The researchers built an innovative prototype of a “foveated” compression system that works in conjunction with gaze tracking. The fovea is the ophthalmological term for the area of the retina with greatest visual acuity.
This combination of eye-tracking, compression, and ultra-low latency is, the team believes, a first in Internet-based VR video systems. It is based on a client-and-server model, in which the client is the virtual reality headset. The client tracks and reports the viewer’s current gaze position for every frame, allowing the server to encode the next frame foveated on the viewer’s precise gaze position.

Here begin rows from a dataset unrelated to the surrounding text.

PR #1235, opened 2023-03-28
fix(atomic): simplify spinner+OK message

louis-bompart:
## Proposed changes

- For 'positive' confirmation (i.e. OK we're done), rely on the ✔️ from the spinner
- Give the user the command to update its page after they created it.

## Testing

- [x] Unit Tests
- [x] E2E

### DIFF
--- a/packages/cli/core/src/commands/ui/deploy.ts
+++ b/packages/cli/core/src/commands/ui/deploy.ts
@@ -227,7 +227,7 @@ export default class Deploy extends CLICommand {
   private async confirmOverwrite(): Promise<void | never> {
     if (
       !(await CliUx.ux.confirm(dedent`
-      Overwrite page with ID: "${this.pageId}" in organization ${this.organization}?`))
+      Overwrite page with ID: "${this.pageId}" in organization ${this.organization}? (y/n)`))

The team’s “gaze-contingent” foveated compression and streaming system has a total latency—from eye movement to generated image—of about 14 milliseconds. Current VR systems have an end-to-end latency between 45 and 81 milliseconds. And this doesn’t even take into consideration the time it takes to transmit data to the network. The team’s approach includes time for eye-tracking (~1.5 ms), encoding and decoding video (~5 ms), HDMI video output (~3.5 ms), and physical transition of the LCD (~4 ms), but similarly not time to transmit data via a network.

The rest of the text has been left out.